TASK BRIEF ::
Search the records for the word "unless" and pick out every line that has it.

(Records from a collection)
-.-.-
Issue #732, opened 2021-06-13
Use generic event listener for link processing in jQuery mode


Jaifroid:
This is point 1 discussed in #725. Rather than a new feature for jQuery, I see it as code cleanup, and it will prevent seeing so many "violations" for adding non-passive event listeners to hundresds of document links that show up in the Chromium console. Instead, we add a single `onclick` event listener on the iframe's contentWindow. Then we use almost exactly the same code as we currently have to analyse the clicked link. So changes would be minor.

It's the same solution as proposed for Option 2 of #404, except that of course for SW mode the function would only intervene if the user has clicked a link that navigates away from the document. The code for this could be re-used between both modes, or not used at all for SW mode if it is determined not to be safe.

I did bash together a prototype yesterday (it only took 15 minutes) as a quick test for how Option 2 of #404 would work, but if not used there, the same principle can be used for this PR. It is in branch [Check-for-external-links-and-warn](https://github.com/kiwix/kiwix-js/tree/Check-for-external-links-and-warn) and only works in SW mode to check for external links and asks the user if they want to access the site. It can be used for testing the viability of #404, but also for testing the principle of this PR before writing any more code.

Jaifroid:
As discussed at the Hackathon, we may be forced to apply some link processing in SW mode to enable opening external links in a new tab or window. The method outlined above (minimalized for the single requirement of opening external links) could be used for this purpose.

Issue #725, opened 2021-05-22
Ideas for future simplification of document processing and API


Jaifroid:
In working on #680, I've stumbled across certain possibilities that could reduce the amount of pre-processing of elements that we currently do in jQuery mode. I'm recording these here before I forget them, as possible ideas for future simplification.

* No need to attach event listeners to every ZIM link in the document. Instead, a single click event listener can be added to the document, and when it fires we check the `event.target`. The target will contain the innermost element that was clicked, as opposed to the `event.currentTarget` which would be element to which the event listener was attached. This seems more efficient to me, and would be a relatively small change at code level.
* The second idea is to generalize the use of [Window.postmessage()](https://developer.mozilla.org/en-US/docs/Web/API/Window/postMessage), which we currently use with the Service Worker, to communicate with the iframe and/or any opened windows or tabs. It might be possible to end up with a unified API for jQuery and Service Worker code, as regards data requests from the article window and dispatching a response from the back-end to it. It would be necessary to add a controlling script to `article.html` which would act as a layer to request data from the back-end and to inject received data into the document. That script would do some of the processing of the document we currently do with parsing anchors and images. Of course this would only emulate fetch requests, it could never actually trap all the fetch requests in the way that the Service Worker does. A side effect of this is that we would eliminate the CORS issues we have with the iframe if running from the file:// protocol (though this is not particularly important given the existence of extensions).

mossroy:
A generic event listener might be a good idea, and might speed up some page loading.

About the second idea, I'm not sure I understand.
I suppose the controlling script of `article.html` would parse the DOM (like `displayArticleContentInIframe` currently does) but, instead of reading directly the content through `selectedArchive.*` function calls, it would do a `postmessage()` instead, and the message could be handled by the same functions used by SW mode?
That might work, but I don't really see the pros of this technique, except to workaround the CORS issues.
Except maybe that it might allow to move most of the jQuery-only code in a separate file? (that might be interesting to clean up the code)

Jaifroid:
Yes, I think the main advantage of this would be universalizing and simplifying the API for requesting data from the app and the backend. A bit like abstracting a pseudo-Fetch interface for the window containing the document and how it requests data. You're right that the practical outcome for us would in effect be code cleanup: the code is currently a bit schizophrenic, with two different and quite complicated code pathways to get to the same end result (from the user's perspective). I don't know how easy it would be to achieve, but it would be neat if it's possible.

PR #1140, opened 2023-10-27
Slide away UI elements on scroll

### LINKED ISSUE #1139: Slide away the search bar when scrolling down, slide it back in when scrolling up
This would be an intermediate step on the way to #523. It would already be a significant UI improvement in itself, and should be relatively easy to implement.

Jaifroid:
Closes #1139.

It's still a bit rough, but working in essence.

### DIFF
--- a/www/js/app.js
+++ b/www/js/app.js
@@ -87,6 +87,62 @@ appstate['search'] = {
 // A Boolean to store the update status of the PWA version (currently only used with Firefox Extension)
 appstate['pwaUpdateNeeded'] = false; // This will be set to true if the Service Worker has an update waiting
 
+// Placeholders for the article container and the article window
+const articleContainer = document.getElementById('articleContent');
+const articleWindow = articleContainer.contentWindow;
+const articleDocument = articleContainer.contentDocument;
+const region = document.getElementById('search-article');
+let throttle = false;
+let oldScrollY = 0;
+let newScrollY = 0;
+const header = document.getElementById('top');
+const footer = document.getElementById('footer');
+const navbarDim = header.getBoundingClientRect();
+header.style.transition = 'transform 500ms';
+articleContainer.style.transition = 'transform 500ms';
+articleContainer.style.zIndex = 0;
+footer.style.transition = 'transform 500ms';
+
+// Add an event listener to the article window to slide away UI elements when the user scrolls up or down
+var slideAway = function () {
+    newScrollY = articleWindow.pageYOffset;
+    const headerStyles = getComputedStyle(header);
+    const headerHeight = parseFloat(headerStyles.height) + parseFloat(headerStyles.marginBottom);
+    const footerStyles = getComputedStyle(footer);
+    const footerDim = parseFloat(footerStyles.height) + parseFloat(footerStyles.marginTop);
+    // Hide the toolbars if user has scrolled and search elements are not selected
+    if (newScrollY - oldScrollY > 0 && document.activeElement !== document.getElementById('prefix')) {
+        // If the header and/or footer have not already been hidden
+        if (/\(0p?x?\)/.test(header.style.transform)) {
+            if (newScrollY > navbarDim.height) {
+                header.style.transform = 'translateY(-' + headerHeight + 'px)';
+                articleContainer.style.transform = 'translateY(-' + headerHeight + 'px)';
+                var iframeHeight = parseFloat(articleContainer.style.height.replace('px', ''));
+                articleContainer.style.height = iframeHeight + headerHeight + 'px';
+                footer.style.transform = 'translateY(' + footerDim + 'px)';
+                region.style.height = window.innerHeight + headerHeight + 10 + 'px';
+            }
+        }
+    } else if (newScrollY - oldScrollY < 0) {
+        header.style.zIndex = 1;
+        header.style.transform = 'translateY(0)';
+        // Needed for Windows Mobile to prevent header disappearing beneath iframe
+        articleContainer.style.transform = 'translateY(-1px)';
+        footer.style.transform = 'translateY(0)';
+        articleContainer.style.height = window.innerHeight - headerHeight + 'px';
+        region.style.height = window.innerHeight + 10 + 'px';
+    }
+    oldScrollY = newScrollY;
+    throttle = false;
+};
+
+var scroller = function () {
+    if (throttle) return;
+    throttle = true;
+    clearTimeout(slideAway);
+    setTimeout(slideAway, 200);
+};
+
 switchHomeKeyToFocusSearchBar();
 
 // We check here if we have to warn the user that we switched to ServiceWorkerMode
@@ -137,10 +193,8 @@ darkPreference.onchange = function () {
  */
 function resizeIFrame () {
     const headerStyles = getComputedStyle(document.getElementById('top'));
-    const articleContent = document.getElementById('articleContent');
     const libraryContent = document.getElementById('libraryContent');
-    const frames = [articleContent, libraryContent];
-    const region = document.getElementById('search-article');
+    const frames = [articleContainer, libraryContent];
     const nestedFrame = libraryContent.contentWindow.document.getElementById('libraryIframe');
 
     for (let i = 0; i < frames.length; i++) {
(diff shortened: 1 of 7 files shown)


Jaifroid:
Seems ready. Checked on IE11 and Firefox OS. Need to check on Edge Legacy.

Jaifroid:
@Rishabhg71 Would you be able to test this and see if you think UX is good?

Any comments on the code would be appreciated, but optional!

If you don't have any comments and are happy with it, please approve. Thanks!

www/js/app.js
```diff
@@ -87,6 +87,66 @@ appstate['search'] = {
...
+}
+
+let throttle = false;
+
+// Throttles the slide-away function
+function scroller () {
+    if (throttle) return;
+    // If the user has scrolled to the bottom of the article, stop processing
+    // const articleDocument = articleWindow.document.documentElement;
+    // if (articleDocument.scrollTop === (articleDocument.scrollHeight - articleDocument.clientHeight)) return;
```
Jaifroid, line 141: No longer necessary. Remove commented-out code.

Jaifroid:
PS, just so you're aware, sliding away of header/footer is disabled if the search bar (prefix) has focus. Since prefix is automatically focused on loading the landing page of a ZIM, it means that the landing page won't show the scroll effect unless you click somewhere in the article. Subsequent articles will work without the extra click.

Jaifroid:
On Edge 15 (on Windows Mobile), the header remains hidden under the iframe until the user scrolls back to the very top of the document. I probably need to set the zindex to 1.

Rishabhg71:
@Jaifroid 
image
I have seen this behavior a lot of times usually refreshing the page the load it up properly. This only happens when running the vite server. Any idea why + Am I the only one getting this behavior?
try visiting this URL (GH codespaces) https://musical-yodel-xvpjvv4pwpvcprpp-5173.app.github.dev/www/index.html

Jaifroid:
Yes, that's a known issue with the vite server, and is usually fixed by ensuring Bypass AppCache setting is turned ON. When it's on, and when using vite server, it's not necessary to refresh the page when you make a change, because the server forces the browser to refresh. However, if you do get the disordered display, then a refresh will fix it, or sometimes Ctrl-Shift-R with devtools in focus.

This is nothing to do with this PR/branch, it's because Vite uses [esbuild](https://esbuild.github.io/) as a fast bundler when using Hot Module Replacement, whereas it uses rollup for production builds (but I don't actually use Vite's version of rollup, because it's configured way too aggressively -- we just use pure rollup for our bundling).

Jaifroid:
You can use http-server instead if it's bothersome (`npm run web-server`).

Rishabhg71:
> This is nothing to do with this PR/branch, it's because Vite uses [esbuild](https://esbuild.github.io/) as a fast bundler when using Hot Module Replacement, whereas it uses rollup for production builds (but I don't actually use Vite's version of rollup, because it's configured way too aggressively -- we just use pure rollup for our bundling).

I had an idea it was a problem with vite because the normal HTTP server works now coming to the main I feel UI/UX is good but IMHO I found it annoying that every time I scroll up and down. A simple solution is to only show the header/footer if a minimum distance has been crossed by the scroll wheel.
On a side note, There is a weird bug on Brave where the header hides but leaves that red area It might be an issue on Brave or all Chromium-based browsers. I know we don't officially support Brave so maybe we can leave it

https://github.com/kiwix/kiwix-js/assets/47270636/22a2f7db-502f-47de-bc02-581c0197a625

Jaifroid:
> On a side note, There is a weird bug on Brave where the header hides but leaves that red area It might be an issue on Brave or all Chromium-based browsers. I know we don't officially support Brave so maybe we can leave it

Oh, well it's definitely not the case with all Chromium browsers, as it doesn't show on Edge. I'll check on Chrome. However, I should try to fix this, unless it really is a bug with Brave. I'll check.

> A simple solution is to only show the header/footer if a minimum distance has been crossed by the scroll wheel.

Yes, I could try that. However, I think that should apply to scrolling down (in fact I did make it that the user needs to scroll at least 50 pixels from the top, but not on subsequent scrolls). On scrolling up, it's more likely the user wants to see the header so they can go somewhere else or search for something, so they might be annoyed if it doesn't appear straight away.

Anyway, thanks for checking, and I'll see if I can make improvements.

(By the way, if a user is really annoyed, they can always turn the feature off in Configuration.)

Jaifroid:
Quick question, do you think this feature should be off by default, and users have to turn it on if they want it?

I was kind of taking my cue from the Android app where it's always on (and I don't think it can be turned off).

Rishabhg71:
> Quick question, do you think this feature should be off by default, and users have to turn it on if they want it?

Turning this feature on by default makes more sense. Most of the users don't care for these minor inconveniences and also get used to them after some time. One more suggestion you can try playing around with the animation time I feel it's a little on the slow side

Jaifroid:
So I've done these changes:

* Animation reduced to 0.3s instead of 0.5s. You're right, this makes it feel more responsive.
* User has to scroll down at least 50 pixels (from any starting position) to activate hiding. This means that really slow scrolling won't activate it (due to my intentional throttling of the onscroll event), but I think that's quite good because the result is that you need a slightly more decisive scroll in order to activate it. Keyboard down-arrow mostly activates it, but occasionally only after second down-arrow. Scrolling up doesn't have the 50 pixel margin, because users will usually be doing that after they've finished reading and want to show the header/footer so they can navigate.
* I now only apply the z-index and position: relative workaround in IE11 and Edge Legacy (only Edge Legacy actually needs it).
* I think the last change (z-index) has fixed the Brave bug. At least, I can't reproduce it now using portable Brave (https://portapps.io/app/brave-portable/) installed in Windows Sandbox. I believe having changed the position of the header from static to relative is what caused the Brave bug. It's back to static for all browsers except IE11 and Edge Legacy.

www/js/init.js
```diff
@@ -82,6 +83,8 @@ params['storeType'] = getBestAvailableStorageAPI();
 // The key prefix used by the settingsStore.js (see comment there for explanation), but we also need it below
 params['keyPrefix'] = 'kiwixjs-';
 params['hideActiveContentWarning'] = getSetting('hideActiveContentWarning') === true;
+// A parameter to determine whether to slide away the header and footer when scrolling (feaults to true)
```
Jaifroid, line 86: Typo -> defaults

Jaifroid:
@Rishabhg71 If you're happy that the changes address the issues you identified, I'd be grateful if you could approve the PR! Thanks for helping to improve this PR -- it's always good to have a second opinion, especially for UI changes which can be quite contentious for users.

Rishabhg71 (approved):

Jaifroid:
Last tests:

- [ ] Firefox 64 JQuery and SW modes
- [ ] FFOS double-check
- [ ] IE11 double-check
- [ ] As a Chromium extension
- [ ] As a Firefox extension

Jaifroid:
Encountering a bug on Firefox OS whereby links clicked with a mouse stop working after a few clicks. Touch still works. Very odd. Need to check if this is also happening on main, to see if this PR caused it.

Jaifroid:
FFOS bug appears to be triggered when the transition is set on the iframe. It appears to cause some href elements in the document to lose their click event listeners, though touch still works.. It doesn't happen if the feature is turned off.

It might be time to implement the first bullet point of #725, which is an overdue simplification of link handling, and probably really quick to do. I'll test.

Jaifroid:
OK, so I've determined that #732 doesn't fix this. It's caused by a weird bug whereby the `event.target` of a clicked link no longer points to the right bit of HTML due to the iframe having been shifted up by several pixels (by the transform translateY style having been added and shifting the iframe up). This of course should have nothing to do with the document inside the iframe, so it's definitely a framework bug.

I tried restoring the position of the iframe immediatley on click, but this is too late, and doesn't change what the event.target points to.

Now there are two mitigating factors:

1. Real FFOS devices are touchscreen devices, and at least in the simulator, touch seems to provide the correct information, and is unaffected;
2. It can be turned off.

So, I propose to add a check for FFOS, and NOT turn this feature on by default for that platform. When user turns it on anyway, a warning can be added if it's FFOS, to use at own risk.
-.-.-
EXERCISE RESPONSE ::
PS, just so you're aware, sliding away of header/footer is disabled if the search bar (prefix) has focus. Since prefix is automatically focused on loading the landing page of a ZIM, it means that the landing page won't show the scroll effect unless you click somewhere in the article. Subsequent articles will work without the extra click.
Oh, well it's definitely not the case with all Chromium browsers, as it doesn't show on Edge. I'll check on Chrome. However, I should try to fix this, unless it really is a bug with Brave. I'll check.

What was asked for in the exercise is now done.